Because [AC (Build_C (Some c')) t] reduces to [AC c' t], by definition.

Of course, usually, you may need the [t] returned by [FIX c'], then you can do something along the lines of

generalize (FIX c').
intros [t r].
exists (f t). (* for a good choice of [f] *)
exact r.

Or something.

On 5 February 2014 06:42, Terrell, Jeffrey <jeffrey.terrell AT kcl.ac.uk> wrote:

Dear Arnaud,

Just to clarify, why does [exact (FIX c')] prove the following goal? I know it does, but why?

FIX : forall c : C, exists t : T, AC c t

c' : C

______________________________________(1/1)

exists t : T, AC (Build_C (Some c')) t

Regards,
Jeff.

On 4 Feb 2014, at 17:16, Terrell, Jeffrey wrote:

Thanks, the trick works well in L2, but unfortunately not in my main proof.

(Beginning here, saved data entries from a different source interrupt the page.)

PR #456, opened 2021-06-30
Redirect cursor hide/show to stderr

wagoodman:
https://github.com/anchore/syft/pull/448 pulled in an external lib to perform hiding/showing the cursor. However, this needs to be done relative to the right output stream (in our case, stderr), otherwise `syft | less` will continue to show the cursor.

This PR restores this functionality.

### DIFF
--- a/internal/ui/ephemeral_terminal_ui.go
+++ b/internal/ui/ephemeral_terminal_ui.go
@@ -4,6 +4,7 @@ import (
 	"bytes"
 	"context"
 	"fmt"
+	"io"
 	"os"
 	"sync"
 
@@ -11,7 +12,6 @@ import (
 	"github.com/anchore/syft/internal/logger"
 	syftEvent "github.com/anchore/syft/syft/event"
 	"github.com/anchore/syft/ui"
-	"github.com/k0kubun/go-ansi"
 	"github.com/wagoodman/go-partybus"
 	"github.com/wagoodman/jotframe/pkg/frame"
 )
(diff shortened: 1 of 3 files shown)


luhring (approved):

internal/ui/ephemeral_terminal_ui.go
```diff
@@ -126,14 +128,22 @@ func (h *ephemeralTerminalUI) flushLog() {
...
 
 func (h *ephemeralTerminalUI) Teardown(force bool) error {
 	h.closeScreen(force)
-	ansi.CursorShow()
+	showCursor(h.output)
 	return nil
 }
+
+func hideCursor(output io.Writer) {
+	fmt.Fprint(output, "\x1b[?25l")
```
dakaneye, line 144: can we get a method comment to add some context here? I have some general questions that might be implicit in the method name, but want to make sure...
* what does the `\x1b[?25l` code correspond to? 
* why does printing it to the specified output stream hide the cursor? 

These questions also apply to the showCursor method

dakaneye (commented):
I'll be the first to admit my ANSI skills are lacking,  but from what I can tell in the code changes, it looks like things were already logging to stderr, and had some questions re: the actual hide and show cursor methods (sorry if those questions are things I should know already)

The other question I have is if there's any testing required (but you've mentioned before that we haven't typically unit tested the ETUI stuff in the past)

internal/ui/ephemeral_terminal_ui.go
wagoodman: sorry @dakaneye , just as I merged your message popped up (I didn't refresh). I'll come back after the next couple of meetings and provide further context here 👍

In fact, the error reported, i.e.

The term "FIX c prefix" has type

 "exists t : Table, AttributeToColumn c t prefix"

 while it is expected to have type

 "exists t : Table,

    AttributeToColumn (Build_Class oid super (Some c) attributes) t prefix".

is similar to the one I would have expected [exact (FIX c')] to produce in L2, because (FIX c') is of type exists t : T, AC c' t, not exists t : T, AC (Build_C (Some c')) t. Here's the current goal just before [exact (FIX c')] is invoked.

FIX : forall c : C, exists t : T, AC c t

c' : C

______________________________________(1/1)

exists t : T, AC (Build_C (Some c')) t

Any thoughts on what could be wrong?

Regards,
Jeff.

On 4 Feb 2014, at 16:07, Arnaud Spiwack wrote:

The trick is to refrain from choosing a witness too early:

Lemma L2 : forall c : C, exists t : T, AC c t.
Proof.
   fix FIX 1.
   intros [[ c' | ]].
   + exact (FIX c').
   + exists Build_T.
     exact I.
Qed.

On 4 February 2014 16:55, Terrell, Jeffrey <jeffrey.terrell AT kcl.ac.uk> wrote:

Could someone help me to solve L2? I've tried ex_intro but I can't seem to get it to work. Many thanks.

Regards,
Jeff.

Inductive C : Set :=
   Build_C : option C -> C.

Inductive T : Set :=
   Build_T : T.

Fixpoint AC (c : C) (t : T) {struct c} : Prop :=
   match c with
      Build_C None => True |
      Build_C (Some c') => AC c' t
   end.

Lemma L1 : forall c : C, forall t : T, AC c t.
Proof.
   fix FIX 1.
   intros c t.
   destruct c as [o].
   destruct o as [c' |].
   {
      simpl.
      exact (FIX c' t).
   }
   simpl.
   trivial.
Qed.

Lemma L2 : forall c : C, exists t : T, AC c t.
Proof.
   fix FIX 1.
   intro c.
   exists (Build_T).
   destruct c as [o].
   destruct o as [c' |].
   simpl.
   {
      admit.
   }
   simpl.
   trivial.
Qed.